START INPUT DATA
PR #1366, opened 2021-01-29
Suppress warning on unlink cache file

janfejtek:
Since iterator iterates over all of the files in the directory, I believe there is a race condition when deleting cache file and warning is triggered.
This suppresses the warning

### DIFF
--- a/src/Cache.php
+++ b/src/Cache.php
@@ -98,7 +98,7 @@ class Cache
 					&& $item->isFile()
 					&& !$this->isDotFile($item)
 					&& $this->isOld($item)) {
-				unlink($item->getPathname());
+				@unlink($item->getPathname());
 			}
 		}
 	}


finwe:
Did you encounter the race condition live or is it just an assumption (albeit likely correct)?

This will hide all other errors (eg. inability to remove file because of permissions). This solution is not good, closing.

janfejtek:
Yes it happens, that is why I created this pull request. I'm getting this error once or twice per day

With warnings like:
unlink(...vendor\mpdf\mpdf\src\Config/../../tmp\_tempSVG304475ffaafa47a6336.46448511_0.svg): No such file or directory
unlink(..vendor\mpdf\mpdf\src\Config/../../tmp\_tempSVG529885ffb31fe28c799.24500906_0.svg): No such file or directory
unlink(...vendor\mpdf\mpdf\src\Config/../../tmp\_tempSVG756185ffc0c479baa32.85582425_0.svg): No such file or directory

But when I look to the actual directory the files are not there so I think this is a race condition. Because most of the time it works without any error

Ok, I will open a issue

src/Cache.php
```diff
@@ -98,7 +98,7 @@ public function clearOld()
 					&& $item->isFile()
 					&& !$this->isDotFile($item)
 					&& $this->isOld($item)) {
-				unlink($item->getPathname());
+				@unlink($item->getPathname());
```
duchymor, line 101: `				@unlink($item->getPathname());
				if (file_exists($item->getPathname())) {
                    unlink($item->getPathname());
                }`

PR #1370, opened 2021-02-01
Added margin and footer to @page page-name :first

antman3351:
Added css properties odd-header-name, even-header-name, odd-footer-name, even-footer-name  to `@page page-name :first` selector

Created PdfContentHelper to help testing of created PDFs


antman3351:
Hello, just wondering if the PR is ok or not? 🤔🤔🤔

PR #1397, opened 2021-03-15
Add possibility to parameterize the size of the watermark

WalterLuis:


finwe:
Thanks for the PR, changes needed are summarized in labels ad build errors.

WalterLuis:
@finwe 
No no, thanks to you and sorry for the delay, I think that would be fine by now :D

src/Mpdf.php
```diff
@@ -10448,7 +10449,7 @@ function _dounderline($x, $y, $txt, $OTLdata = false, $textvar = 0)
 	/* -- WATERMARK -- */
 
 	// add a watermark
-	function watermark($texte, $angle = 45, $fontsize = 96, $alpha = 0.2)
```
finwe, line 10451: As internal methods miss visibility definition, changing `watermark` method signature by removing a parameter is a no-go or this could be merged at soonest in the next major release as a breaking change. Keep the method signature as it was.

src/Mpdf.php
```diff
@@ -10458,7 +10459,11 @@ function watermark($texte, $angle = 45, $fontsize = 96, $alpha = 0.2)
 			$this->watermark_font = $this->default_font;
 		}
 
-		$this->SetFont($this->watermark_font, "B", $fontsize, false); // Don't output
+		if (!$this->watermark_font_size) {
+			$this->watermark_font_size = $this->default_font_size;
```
END INPUT DATA
START INPUT DATA
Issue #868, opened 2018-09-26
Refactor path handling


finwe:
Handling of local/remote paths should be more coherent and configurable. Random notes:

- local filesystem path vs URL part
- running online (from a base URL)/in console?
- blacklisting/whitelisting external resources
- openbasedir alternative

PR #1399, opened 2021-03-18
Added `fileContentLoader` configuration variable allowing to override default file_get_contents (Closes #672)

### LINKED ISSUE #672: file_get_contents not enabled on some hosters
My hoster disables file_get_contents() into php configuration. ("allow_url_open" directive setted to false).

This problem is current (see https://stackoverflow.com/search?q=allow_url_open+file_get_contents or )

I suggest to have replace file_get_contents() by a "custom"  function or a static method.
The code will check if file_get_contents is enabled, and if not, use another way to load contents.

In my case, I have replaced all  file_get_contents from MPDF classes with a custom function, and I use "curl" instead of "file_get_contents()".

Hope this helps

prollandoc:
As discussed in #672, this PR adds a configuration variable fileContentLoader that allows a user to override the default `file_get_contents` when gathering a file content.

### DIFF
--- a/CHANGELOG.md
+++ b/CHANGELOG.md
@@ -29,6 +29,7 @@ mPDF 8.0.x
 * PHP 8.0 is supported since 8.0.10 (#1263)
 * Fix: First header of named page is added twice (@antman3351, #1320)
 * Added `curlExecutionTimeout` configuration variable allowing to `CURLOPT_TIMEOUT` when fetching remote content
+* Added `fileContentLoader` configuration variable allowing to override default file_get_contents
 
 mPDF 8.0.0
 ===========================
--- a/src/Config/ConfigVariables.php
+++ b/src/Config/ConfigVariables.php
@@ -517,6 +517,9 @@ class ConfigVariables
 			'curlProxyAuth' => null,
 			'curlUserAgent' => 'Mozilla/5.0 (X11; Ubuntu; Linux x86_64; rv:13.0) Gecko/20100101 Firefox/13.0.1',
END INPUT DATA
» **PROBLEM STATEMENT**
When a line among the entries contains "opened", pull that line out.

» **SOLUTION TO THIS PROBLEM**
PR #1366, opened 2021-01-29
PR #1370, opened 2021-02-01
PR #1397, opened 2021-03-15
Issue #868, opened 2018-09-26
PR #1399, opened 2021-03-18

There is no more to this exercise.